PR #138, opened 2023-11-19
Clean up `auto_orient` logic

### LINKED ISSUE #137: AVIF image saved with incorrect EXIF orientation metadata after calling `auto_orient`

Stormheg:
Move away from bespoke logic and rely on `ImageOps.exif_transpose()`. This method works much better than our own as it also supports reading XMP metadata instead of just EXIF.

In addition, it also removes the orientation metadata from the transposed image.

This method was added in Pillow 6.0.0.
See: https://github.com/python-pillow/Pillow/blob/28c173f8d4767c7f6dd22dc840117fe641f4d3ee/docs/releasenotes/6.0.0.rst#added-imageopsexif_transpose

This fixes #137 in the process by removing stale orientation metadata.

### DIFF
--- a/willow/plugins/pillow.py
+++ b/willow/plugins/pillow.py
@@ -29,6 +29,12 @@ def _PIL_Image():
     return PIL.Image
 
 
+def _PIL_ImageOps():
+    import PIL.ImageOps
+
+    return PIL.ImageOps
+
+
 class PillowImage(Image):
     def __init__(self, image):
         self.image = image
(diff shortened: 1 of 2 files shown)


Stormheg:
Removing code feels so good 😛
image

willow/plugins/pillow.py
```diff
@@ -29,6 +29,12 @@ def _PIL_Image():
     return PIL.Image
 
 
+def _PIL_ImageOps():
+    import PIL.ImageOps
+
+    return PIL.ImageOps
+
```
Stormheg, line 36: I'm following the same pattern as the code above. Not sure if it is needed though, I assume the indirection is to defer loading large modules? Not sure if that applies to `PIL.ImageOps`

Stormheg:
As it turns out, a very similar change is proposed in #136. Closing this in favour of that PR!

Problem requirements:
The answer should consist of every line from the listing above that includes the word "added".

Exercise solution:
This method was added in Pillow 6.0.0.
See: https://github.com/python-pillow/Pillow/blob/28c173f8d4767c7f6dd22dc840117fe641f4d3ee/docs/releasenotes/6.0.0.rst#added-imageopsexif_transpose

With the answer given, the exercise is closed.